The New Zealand Railways Magazine, Volume 4, Issue 6 (October 1, 1929)

A Mighty Digger

A Mighty Digger.

That was the fancy that the general contour of Wakatipu suggested, a water-reptile, perhaps, half uncoiled, in its bed amid the bare and aged mountains. Recollections came too, of the Norse nature-myth about the vast serpent that encircled the world. But there is no need to go to Old World mythology for imaginative folk-talk about such places as this. There is an ancient story of the Maoris, given me by old legend tellers of the Ngai-Tahu tribe at Moeraki and Puketiraki. They said that these great lakes of the South Island were magically formed by their remote ancestor Rakaihaitu, who was the chief of the canoe Uruao, which came to these shores from the South Sea Islands very long ago, probably a thousand years, as nearly as could be reckoned from the whakapapa or genealogical list. The sailor rangatira travelled through the raw new country, which he thought would be improved by the creation of some lakes. So with his ko or digging implement, fortified with enchantments, he excavated the beds of many of our lakes, which immediately filled with water and gratified his sense of the fitness of things. He began in the North by scooping out Rotoroa and Rotoiti, the South Nelson lakes which form the chief sources of the Buller River. Then he worked southward, and his final achievement was digging out the bed of Wakatipu.

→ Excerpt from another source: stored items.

Issue #725, opened 2018-12-04
Add back the relay


tomaka:
#723 removed the implementation of `relay` which was outdated and unusable.
It should be put back.

johan-bjareholt:
What's the progress on this? I have a use-case for this on a Rust project and would like to try prototyping it.

tomaka:
There needs to be some API design because we need to "inject" relayed connections inside the `RawSwarm`.

tomaka:
An approach could be to:

- Add a method to `RawSwarm` that allows injecting an "already-dialed" connection (which would in practice be a relayed substream). In other words, a method that accepts a `TTransport::Output`.

- On top of that, the `Swarm` would wrap around the `Transport` before passing it to the `RawSwarm`, so that its `Output` becomes some sort of `Either` type. All regular connections are wrapped inside `Either::First`, and all relayed substreams are wrapped inside `Either::Second`. This way, we can use the aforementioned method to directly inject a substream.

- Add an associated type to `NetworkBehaviour` and a variant to `NetworkBehaviourEvent` in order to request the `Swarm` that it injects a substream. Adding an associated type is quite a large disruption to the API, but I guess it's ok.

- The user would have to pass their encryption layer upgrade and multiplexing layer upgrade to the `RelayConfig`, so that the relay can upgrade inner substreams. Alternatively, we could modify the `Swarm` in order to pass these upgrades at initialization.

The part that's still unclear to me is how do we handle requests for dialing addresses as `/relay/...`. Should they really be handled transparently? That is, do we allow addresses containing `/relay/` to travel around the wire the same way as regular addresses and handle them the same way?

tomaka:
Alternatively, we could somehow improve the `Transport` trait so that it's capable of plugging the relay mechanism by itself.

Instead of having the `Swarm` and `RawSwam` require `Transport<Output = (PeerId, impl StreamMuxer)>`, we could instead require `Transport<Output = impl SomeTrait>` , where `SomeTrait` is a trait that has some logic attached to it.

tomaka:
> Add an associated type to NetworkBehaviour and a variant to NetworkBehaviourEvent in order t allow the behaviour to request the Swarm that it injects a substream. Adding an associated type is quite a large disruption to the API, but I guess it's ok.

That cannot work.

[...]

PR #1134, opened 2019-05-19
Add back the relay

tomaka:
Fix #725 

Non-working work-in-progress.
Adds back the relay protocol.

Continuing this PR is basically blocked on resolving the questions in #725.

PR #1838, opened 2020-11-15
protocols/relay: Implement circuit relay specification

mxinden:
This pull request implements the [libp2p circuit relay](https://github.com/libp2p/specs/tree/master/relay) specification. It is based on previous work from https://github.com/libp2p/rust-libp2p/pull/1134.

Instead of altering the `Transport` trait, the approach taken in this pull request is to wrap an existing implementation of `Transport` allowing one to:

- Intercept `dial` requests with a relayed address.

- Inject incoming relayed connections with the local node being the destination.

- Intercept `listen_on` requests pointing to a relay, ensuring to keep a constant connection to the relay, waiting for incoming requests with the local node being the destination.

More concretely one would wrap an existing `Transport` implementation as seen below, allowing the `Relay` behaviour and the `RelayTransport` to communicate via channels.

### Example

```rust
let (relay_transport, relay_behaviour) = new_transport_and_behaviour(
    RelayConfig::default(),
    MemoryTransport::default(),
);

let transport = relay_transport
    .upgrade(upgrade::Version::V1)
    .authenticate(plaintext)
    .multiplex(YamuxConfig::default())
    .boxed();

let mut swarm = Swarm::new(transport, relay_behaviour, local_peer_id);

let relay_addr = Multiaddr::from_str("/memory/1234").unwrap()
    .with(Protocol::P2p(PeerId::random().into()))
    .with(Protocol::P2pCircuit);
let dst_addr = relay_addr.clone().with(Protocol::Memory(5678));

// Listen for incoming connections via relay node (1234).
Swarm::listen_on(&mut swarm, relay_addr).unwrap();

// Dial node (5678) via relay node (1234).
Swarm::dial_addr(&mut swarm, dst_addr).unwrap();
```

### Status Quo

This pull request is ready to be reviewed and tested. See https://github.com/libp2p/rust-libp2p/pull/1838#issuecomment-782114226 for details.

Closes https://github.com/libp2p/rust-libp2p/issues/725.


dvc94ch:
Why not return the Relay from the RelayTransportWrapper directly? Do you anticipate needing to pass additional arguments like some sort of config?

dvc94ch:
So one issue is that the transport wrapper doesn't emit `NewAddress` and `AddressExpired` events for the relayed addresses when connection to a relay is established or lost. This means that the identify protocol will not report the relayed addresses and the dht will not be able to make requests via relays.

mxinden:
> Why not return the Relay from the RelayTransportWrapper directly? Do you anticipate needing to pass additional arguments like some sort of config?

Yes, I expect there to be a config of some kind for the `Relay` behaviour in the future, e.g. to configure the amount of allowed concurrent relayed connections. I would suggest delaying this discussion until we know more about the config. I agree that the current user experience of having to pass channels is not ideal.

dvc94ch:
So seems to be that the network is confused when receiving a ConnectionEstablished that doesn't match the requested PeerId, but the relay PeerId and marks the dialing attempt as failed. It's a bit tricky to write a test for Swarm::dial(peer_id) as there is no way to `add_address` without adding the request-response or kademlia behaviour, and it's quite a bit of boilerplate to create a behaviour that returns a vec of addresses on addresses_of_peer. Maybe there should be a StaticAddressBehaviour?

dvc94ch:
Nope, that isn't it either :/ looks like it works fine to find a block from behind a relay, but not to provide one. Not sure why yet.

mxinden:
This pull request is still not ready for a review, though there not that many things missing (see `TODO` lines). Stay tuned.

In the meantime, as the basic functionality is implemented, I was able to run a [libp2p-perf](https://github.com/mxinden/libp2p-perf) benchmark via a rudimentary rust relay server (see `protocols/relay/examples/relay.rs`).

```
libp2p-perf-client --> libp2p-relay-server --> libp2p-perf-server
```

```
cargo run --bin client --release -- --server-address  /ip6/::1/tcp/42419/p2p/RELAY_PEER_ID/p2p-circuit/p2p/LIBP2P_PERF_SERVER_PEER_ID
                                 
           
Interval        Transfer        Bandwidth
0 s - 10.06 s   39 MBytes       31.00 MBit/s
```

31 MBit/s on localhost (notably fully encrypted via noise) is at most a good start. I am posting this to show that it works, not to show that my implementation is performant.

mxinden:
This pull request is ready for review.


### Spec compliance

While not yet fully spec-compliant, it does implement all major features (dialing, listening, accepting, ...).


### Interoperability

I have tested interoperability with the [Golang circuit relay implementation](https://github.com/libp2p/go-libp2p-circuit/) via the basic [relay example](https://github.com/libp2p/go-libp2p-examples/tree/master/relay). More specifically I have tested `rust -> golang -> rust` and `golang -> rust -> golang`.


### Review and testing


I would very much appreciate code reviews, especially from @romanb. There is no time pressure, thus please don't feel rushed.

In addition, assuming you (@nothingismagick, @thomaseizinger, @foltik, @dvc94ch, @akhilman and @leesmet) are interested in this effort based on your emoji reactions, I would be thankful for any voluntary testers. The examples in `/protocols/relay/src/lib.rs` as well as `/protocols/relay/tests/lib.rs` should help you getting started.

romanb:
> I would very much appreciate code reviews, especially from @romanb. There is no time pressure, thus please don't feel rushed.

:+1:  I began a first review that I plan to finish tomorrow.

protocols/relay/src/transport.rs
```diff
@@ -0,0 +1,432 @@
...
+/// Allows the local node to:
+///
+/// 1. Establish relayed connections by dialing `/p2p-circuit` addresses.
+/// 2. Accept incoming relayed connections.
+/// 3. Connecting to relay nodes in order for them to listen for incoming
+///    connections for the local node.
+#[derive(Clone)]
+pub struct RelayTransportWrapper<T: Clone> {
+    to_behaviour: mpsc::Sender<TransportToBehaviourMsg>,
+    from_behaviour: Arc<Mutex<mpsc::Receiver<BehaviourToTransportMsg>>>,
```
romanb, line 66: Does it not matter which transport instance emits the `ListenerEvent::Upgrade` received through this channel? If I understand correctly, then through sharing the channel receiver in this manner, if I create a transport and clone it to "listen on" two different relay nodes, I can get events for "inbound connections" from one reported by the other? At least I would expect to get only those from a listener that actually came from the relay that I "listened on" with this particular transport instance. Do I misunderstand the implementation? It even looks like I can get events for inbound relayed connections on a listener that did not even "listen on" a relay address.

protocols/relay/src/transport.rs
```diff
@@ -0,0 +1,432 @@
...
+                src_peer_id,
+                relay_addr,
+            })) => {
+                return Poll::Ready(Some(Ok(ListenerEvent::Upgrade {
+                    upgrade: RelayedListenerUpgrade::Relayed(Some(stream)),
+                    local_addr: relay_addr.with(Protocol::P2pCircuit),
+                    remote_addr: Protocol::P2p(src_peer_id.into()).into(),
+                })));
+            }
+            Poll::Ready(None) => unimplemented!(),
```
romanb, line 316: Do I understand correctly that this can only happen when the behaviour is dropped? Since there are similar panics in the behaviour when the transport gets dropped, I wonder if this can not cause trouble, as one of them is always destined to be dropped first?

protocols/relay/src/transport.rs
```diff
@@ -0,0 +1,432 @@
...
+            Poll::Pending => {}
+        }
+
+        // TODO: This should likely only be reported once the relay connection is established. But
+        // how should one know that?
```
romanb, line 321: Sounds like one would need a dedicated channel between the behaviour and this particular listener? I'm wondering if the `to_transport` sender of such a fresh channel could not be sent to the behaviour in the `TransportToBehaviourMsg::ListenReq` for a `listen_on()`, thereby removing the `Arc<Mutex>` in the `RelayTransportWrapper` and maybe solving the problem of emitting `IncomingDstReqSuccess` to the right listener? Apologies if this is a naive suggestion, I'm still wrapping my head around the details.

protocols/relay/src/transport.rs
```diff
@@ -0,0 +1,432 @@
...
+    >;
+    fn poll(self: Pin<&mut Self>, cx: &mut Context<'_>) -> Poll<Self::Output> {
+        match self.project() {
+            RelayedListenerUpgradeProj::Inner(upgrade) => match upgrade.poll(cx) {
+                Poll::Ready(Ok(out)) => return Poll::Ready(Ok(EitherOutput::First(out))),
+                Poll::Ready(Err(err)) => return Poll::Ready(Err(EitherError::A(err))),
+                Poll::Pending => {}
+            },
+            RelayedListenerUpgradeProj::Relayed(substream) => {
+                return Poll::Ready(Ok(EitherOutput::Second(substream.take().unwrap())))
```
romanb, line 351:
```suggestion
                return Poll::Ready(Ok(EitherOutput::Second(substream.take().expect("Future polled after completion"))))
```

romanb (commented):
Thanks for putting in the work. There are still some parts I didn't look at yet in detail, but I think it better to already submit some comments and questions, many of them just minor suggestions but some may be more interesting. Something I wasn't quite sure about yet from the implementation, but this does not cover the ability for "multi hop relaying" as specified under "future work" in the spec, or does it?

protocols/relay/src/behaviour.rs
```diff
@@ -0,0 +1,595 @@
...
+        poll_parameters: &mut impl PollParameters,
+    ) -> Poll<NetworkBehaviourAction<RelayHandlerIn, Self::OutEvent>> {
+        if !self.outbox_to_transport.is_empty() {
+            match self.to_transport.poll_ready(cx) {
+                Poll::Ready(Ok(())) => {
+                    self.to_transport
+                        .start_send(self.outbox_to_transport.pop().unwrap())
+                        .unwrap();
+                }
+                Poll::Ready(Err(_)) => unimplemented!(),
```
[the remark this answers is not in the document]
mxinden: This is an oversight, thanks for the catch.

`Poll::Ready(Err(mpsc::SendError))` can only happen when the `Relay` `NetworkBehaviour` is polled after the `RelayTransportWrapper` is dropped. `ExpandedSwarm` does not provide a guarantee on the drop order (e.g. `behaviour` before `network`). Though for this case I assume we can expect that `ExpandedSwarm` would not poll the `behaviour` after having dropped the `network`.

I will put a descriptive `panic` in place. Let me know in case my assumption above is incorrect.

protocols/relay/src/handler.rs
```diff
@@ -0,0 +1,550 @@
...
+/// Event that can be sent to the relay handler.
+pub enum RelayHandlerIn {
+    /// Tell the handler whether it is handling a connection used to listen for incoming relayed
+    /// connections.
+    UsedForListening(bool),
+    /// Denies a relay request sent by the node we talk to acting as a source.
+    DenyIncomingRelayReq(protocol::IncomingRelayReq),
+
+    /// Denies a destination request sent by the node we talk to.
+    DenyDstReq(PeerId, RequestId),
```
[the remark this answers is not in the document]
mxinden: Added a TODO note (yet to be pushed). Thank you for the hint. I am not quite sure whether there should be a separate mechanism for users to deny incoming destination requests and thus I am not sure whether this variant is needed in the first place. I can imagine that, as a relay, one would want to enforce limits on the number of incoming and outgoing relay connections. But as a destination node, the already existing connection limit mechanism should suffice. Happy for comments in case you have thoughts on this.

protocols/relay/src/behaviour.rs
```diff
@@ -0,0 +1,595 @@
...
+                        });
+                }
+            }
+            // Remote wants us to become a destination.
+            RelayHandlerEvent::IncomingDstReq(src, request_id) => {
+                let send_back = RelayHandlerIn::AcceptDstReq(src, request_id);
+                self.outbox_to_swarm
+                    .push_back(NetworkBehaviourAction::NotifyHandler {
+                        peer_id: event_source,
+                        handler: NotifyHandler::Any,
```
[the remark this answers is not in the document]
mxinden: Oh, good catch. Thanks.

protocols/relay/src/handler.rs
```diff
@@ -0,0 +1,550 @@
...
+    /// [`AcceptDstReq`](RelayHandlerIn::AcceptDstReq) or
+    /// [`DenyDstReq`](RelayHandlerIn::DenyDstReq).
+    IncomingDstReq(PeerId, RequestId),
+
+    /// A `RelayReq` that has previously been sent has been accepted by the remote. Contains
+    /// a substream that communicates with the requested destination.
+    ///
+    /// > **Note**: There is no proof that we are actually communicating with the destination. An
+    /// >           encryption handshake has to be performed on top of this substream in order to
+    /// >           avoid MITM attacks.
```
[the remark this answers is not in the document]
mxinden: First of, this note is from previous implementation attempts (https://github.com/libp2p/rust-libp2p/pull/1134/files#diff-3e891c993e81968e6593c3e9dd2806b688f4b0b30d30c246ac63f016a86e2df2R87), which this work is based on, thus I might have a wrong understanding myself.

> The relay spec says "Relayed connections are end-to-end encrypted just like regular connections." but I don't see how that is achieved with this protocol, as the relay node can read all traffic.

The relay protocol itself does not secure (authenticate / encrypt / ...) relayed connections. But given that relayed connections are treated just like any other connection by the source and destination node, they too go through the configured encryption and multiplexing upgrade.

> Well, by nature of this protocol, one usually trusts the relay node

With the above in mind and under the circumstance that the source is aware of the destinations `PeerId` (i.e. public key), not just its `Multiaddr`, I would claim that the source does not need to trust the relay.

@romanb does the above make sense? If so, how could we improve the comment to avoid future confusions? I might be missing something here.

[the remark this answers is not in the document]
romanb: > But given that relayed connections are treated just like any other connection by the source and destination node, they too go through the configured encryption and multiplexing upgrade.

It may just have been a misunderstanding on my part. So, to clarify, a "relayed connection" between A and B through R consists of two substreams, one between A and R and one between R and B. These substreams exist on fully upgraded, authenticated, multiplexed (TCP) connections between A and R, as well as R and B, respectively. These two substreams form the relayed "connection", and they are the only substreams on the respective connections. This relayed "connection" comprising these two substreams then goes through all transport upgrades, authentication and multiplexing. So we have "nested" encryption and multiplexing. Is that right? Then indeed the relayed "connection" would be end-to-end encrypted (and authenticated) and I simply did not consider the second, nested transport upgrade happening through the negotiated substreams.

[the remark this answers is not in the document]
mxinden: > Is that right?

Yes, all of the above is correct, except:

> These substreams exist on fully upgraded, **authenticated**, multiplexed (TCP) connections between A and R, as well as R and B, respectively.

I guess one could as well use `libp2p-plaintext` for (non-) _authentication_ for the outer (TCP) connection in case leaking meta-data is ok. Though I have not seen any mention of this idea before and in addition `libp2p-plaintext` is explicitly designed for testing only.

> These two substreams form the relayed "connection", and **they are the only substreams on the respective connections**.

I am not aware of the constraint that the two TCP connections between A-R and R-B can at most carry a single relay substream. This implementation would potentially re-use the TCP connections in case additional relay requests could make use of either or both TCP connections. One could enforce the single TCP connection per relay connection constrained e.g. to minimize the impact of nested multiplexing. Enforcing this constrained would be difficult for destination nodes behind NATs, as a relay node would not be able to establish a new TCP connection for an incoming relay request to the destination. In addition the `Relay` behaviour might be used in conjunction with other `NetworkBehaviour`s, which themselves could potentially request substreams for the given connection.

Let me know whether the above makes sense @romanb.

mxinden:
_Very much appreciate the help here, @romanb! Sorry for being rather slow to reply to each of your comment._

protocols/relay/src/protocol.rs
```diff
@@ -0,0 +1,181 @@
...
+use libp2p_swarm::NegotiatedSubstream;
+use smallvec::SmallVec;
+use std::io::{Error, IoSlice};
+use std::pin::Pin;
+use std::task::{Context, Poll};
+use std::{convert::TryFrom, error, fmt};
+
+/// Any message received on the wire whose length is superior to that will be refused and will
+/// trigger an error.
+const MAX_ACCEPTED_MESSAGE_LEN: usize = 1024;
```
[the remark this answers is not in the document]
mxinden: I don't know to be honest. I adopted this constant from the previous implementation attempt. Off the top of my head enforcing a limit seems reasonable. I will have to put more thoughts into what a good value would be.

protocols/relay/src/transport.rs
mxinden: > Do I misunderstand the implementation? It even looks like I can get events for inbound relayed connections on a listener that did not even "listen on" a relay address.

Your understanding above is correct.

One needs to support two kinds of incoming relayed connections:
1. Incoming relayed connections relayed via a known relay node, for which the local node previously explicitly called `Swarm::listen_on(&mut swarm, RELAY_ADDR + CIRCUIT_RELAY_POSTFIX).unwrap();` i.e. explicitly asked the relay node to act as a relay for the local node.
2. Incoming relayed connections via some (unspecified) relay node, via which the local node is not explicitly listening for incoming connections.

While I would consider use-case (1) the most important one, e.g. to overcome NATs, I still think the use-case (2) is relevant. Say e.g. that node _A_ and _B_ want to connect. Both are publicly routable, but don't have a encryption protocol in common. In case there is a relay node R which has an encryption protocol in common with both _A_ and _B_, the relay node can act as a mediator between the two nodes _A_ and _B_.

Thus far, I did not come up with a clean interface which would support both (1) and (2). As you correctly noticed, for now I simply (/naively) pass an incoming relayed connection to the first listener polling the channel to the `Relay` behaviour, ignoring whether the listener is actually listening on a relay connection. I agree that this is not ideal.

Properly supporting use-case (1) and always passing an incoming relayed connection to the listener listening via that specific relay node should be easily doable via additional channels routing an incoming relayed connection to the correct listener.

I am not yet sure how to support use-case (2). First thing that comes to my mind is to ask users, that want to receive incoming relayed connections via any relay node, to register a _catch-all_ listener, e.g. via `Swarm::listen_on(&mut swarm, "/p2p-circuit".try_into().unwrap()).unwrap();` which would then yield all incoming relayed connections that are relayed via a relay node via which the local node is not explicitly listening.

Does the above make sense? If so, can you think of a better interface to support both use-cases?

protocols/relay/src/transport.rs
mxinden: > Apologies if this is a naive suggestion, I'm still wrapping my head around the details.

No, I agree that this is the way to go, only issue I have today is how to support use-case (2) (an incoming relayed connection via a relay node one is not explicitly listening via) (see https://github.com/libp2p/rust-libp2p/pull/1838#discussion_r586447824).

protocols/relay/src/transport.rs
romanb: > First thing that comes to my mind is to ask users, that want to receive incoming relayed connections via any relay node, to register a catch-all listener, e.g. via Swarm::listen_on(&mut swarm, "/p2p-circuit".try_into().unwrap()).unwrap(); which would then yield all incoming relayed connections that are relayed via a relay node via which the local node is not explicitly listening.

That sounds good to me!

protocols/relay/src/handler.rs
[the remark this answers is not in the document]
romanb: To avoid confusion, I would probably remove this constructor for now, making it clear in the code that all such requests are accepted.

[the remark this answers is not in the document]
mxinden: With the reworked listener logic, yielding an incoming relayed connection via the correct listener (see https://github.com/libp2p/rust-libp2p/pull/1838#discussion_r582262518), this code path will no longer be unused. When receiving an incoming relayed connection but not having a listener to pass the request to, the request is denied instead.

protocols/relay/src/transport.rs
mxinden: Absolutely correct. This is problematic, especially with the reworked listener logic (https://github.com/libp2p/rust-libp2p/pull/1838#discussion_r582262518). I will change the code to terminate the listener instead. Thanks for highlighting this.

mxinden:
> Something I wasn't quite sure about yet from the implementation: This does not cover the ability for "multi hop relaying" as specified under "future work" in the spec, or does it?

Correct. It does not. There is also a proposal for circuit relay v2 (https://github.com/libp2p/go-libp2p-circuit/pull/125) which would be worth considering in the future.

mxinden:
I am reasonably sure I addressed all the comments above, most notably the re-work of the listener logic (https://github.com/libp2p/rust-libp2p/pull/1838#discussion_r582262518).

In case you have time for another review @romanb, that would be terrific.

protocols/relay/src/behaviour.rs
```diff
@@ -0,0 +1,769 @@
...
+                        self.listeners.remove(&relay_peer_id);
+                    }
+                    Poll::Pending => {}
+                },
+                None => {
+                    // No listener to send request to, thus dropping it. This
+                    // case should be rare, as we check whether we have a
+                    // listener before accepting an incoming destination
+                    // request.
+                    self.outbox_to_listeners.pop_front();
```
romanb, line 587:
```suggestion
                    let event = self.outbox_to_listeners.pop_front();
                    log::trace!("Dropping event for unknown listener: {:?}", event);
```

protocols/relay/src/handler.rs
```diff
@@ -0,0 +1,755 @@
...
+                    ));
+            }
+            RelayOutboundOpenInfo::Destination {
+                src_connection_id,
+                incoming_relay_req,
+                ..
+            } => {
+                let err_code = match error {
+                    ProtocolsHandlerUpgrErr::Timeout => {
+                        self.pending_error = Some(ProtocolsHandlerUpgrErr::Timeout);
```
romanb, line 513: Do we really want to terminate the connection on a single relay substream negotiation timeout? Other protocols may use the connection (successfully) as well, right?

romanb (approved):
Looks good to me! Glad to see the `Arc<Mutex>` gone. I only left two more minor comments.

protocols/relay/src/handler.rs
mxinden: If I understand correctly, given that `libp2p-relay` uses the default timeout, this will only happen after 10 seconds. I would deem a node that is not able to respond to the light-weight circuit relay requests within 10 seconds as either misbehaving or overloaded. For the former, disconnecting seems to be the way to go. For the latter I would say disconnecting is beneficial for both sides. The local node might be able to succeed in whatever it is up to via another relay or destination node. In addition I would guess other protocols running on the same connection are not making progress either if the light-weight circuit relay negotiation does not make progress. The overloaded remote node would receive less traffic (both through the relay protocol and any other protocol out there) and thus become less overloaded overall

The above said, I don't know what the correct behaviour is and I don't know whether it should be consistent across protocols. E.g. `libp2p-request-response` does not terminate the whole connection on `Timeout`, which makes sense to me as the payloads being exchanged could potentially be very large.

https://github.com/libp2p/rust-libp2p/blob/f48bb15fa7749187570d4e092dbc2346cee188a0/protocols/request-response/src/handler.rs#L252-L260

With my reasoning above in mind, what do you think @romanb we should do in case of a `ProtocolsHandlerUpgrErr::Timeout`?

mxinden:
I want to draw attention to the most recent commit https://github.com/libp2p/rust-libp2p/pull/1838/commits/7956f0b57550992d210c68482dac8a4ade168ce9 which is not based on any of the above review comments.

> protocols/relay: Disable active relay behaviour by default
> 
> Add `actively_connect_to_dst_nodes` configuration option. Configures
> whether to actively establish an outgoing connection to a destination
> node, when being asked by a source node to relay a connection to said
> destination node.
> 
> For security reasons this behaviour is disabled by default, thus a relay
> node will not actively establish an outgoing connection to a destination
> node in case it is not yet connected to said destination node. Instead a
> destination node should establish a connection to a relay node before
> advertising their relayed address via that relay node to a source node.

For comparison, [here is the same configuration option of the Golang implementation](https://github.com/libp2p/go-libp2p-circuit/blob/c0edc67235d7852fdb9ea429c4e2e13dde8dc3bc/relay.go#L67-L70).

mxinden:
_Continuing on the discussion in https://github.com/libp2p/rust-libp2p/pull/1838#discussion_r591641777 above._

> > In addition I would guess other protocols running on the same connection are not making progress either if the light-weight circuit relay negotiation does not make progress.
> 
> I think conceptually, different protocols using different substreams on the same connection should be considered independently, while necessarily sharing the same network resource. Making it a requirement that all protocols used on a connection work well (e.g. without timeouts) all the time seems a bit problematic. Especially when it comes to timeouts on (outbound) substreams, in my mind, these should be reported to client code which can then a) decide whether to retry and if so how often and with what kind of back-off strategy and b) whether the entire connection should be closed after x timeouts. The concrete application knows what protocols are used on a particular connection, whereas a single protocol does not know with which others it must share the connections. These were also the considerations for `libp2p-request-response`. Making the fixed choice within a particular protocol that the connection is killed if a particular substream protocol upgrade does not complete within 10 seconds seems very rigid. It is probably fine in this particular instance, so I'm not opposed, but in general I think any errors other than protocol violations, (outbound) timeouts in particular, should just be reported on the API and left to client code to handle.

The above reasoning makes sense to me. Thank you for the detailed write-up.

**In general** this seems like something worth striving for in a consistent manner across `ProtocolHandler` implementations. E.g. `libp2p-gossipsub` currently [terminates the connection](https://github.com/libp2p/rust-libp2p/blob/master/protocols/gossipsub/src/handler.rs#L279) whereas, as mentioned above, `libp2p-request-response` doesn't.

**In the specific** case here https://github.com/libp2p/rust-libp2p/pull/1838/commits/d55bd99ca775f49025add4814bfa9564b1d51766 makes `libp2p-relay` not close connections on `dial` and `incoming` upgrade `Timeout` errors. Instead connections would be eventually closed through the keep alive mechanism, in case both `libp2p-relay` as well as all other protocols have no more use for the connection. In the future one could explore actively setting `KeepAlive::No` on `Timeout` errors, only switching back to `KeepAlive::Yes` or `KeepAlive::Until` in case of any future success. That would speed up the connection garbage collection process.

mxinden:
> Glad to see the `Arc<Mutex>` gone.

Very much agreed!

mxinden:
After 133 commits this is finally merged. :tada:

Thanks goes to @tomaka for the initial version (https://github.com/libp2p/rust-libp2p/pull/1134), @romanb for the reviews and @dvc94ch for the initial testing.

I will publish a release of `libp2p-relay` `v0.1.0` soon.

It is a fine poetic fancy, this fairy tale of Rakaihaitu.
The Picturesque Rail Approach To Lake Wakatipu. The rail terminus at Kingston (1,023 feet above sea level) at the southern end of Lake Wakatipu, South Island.

The Picturesque Rail Approach To Lake Wakatipu.
The rail terminus at Kingston (1,023 feet above sea level) at the southern end of Lake Wakatipu, South Island.

We may take it that this explorer of old was something of a geologist in his Maori-Polynesian way, and had more than a glimmering of scientific fact, the glacial origin, in part at any rate, of these southern lakes, Wakatipu in particular, is so obviously trenched out by that slow but most powerful of agencies, the rock-grinding ice mass.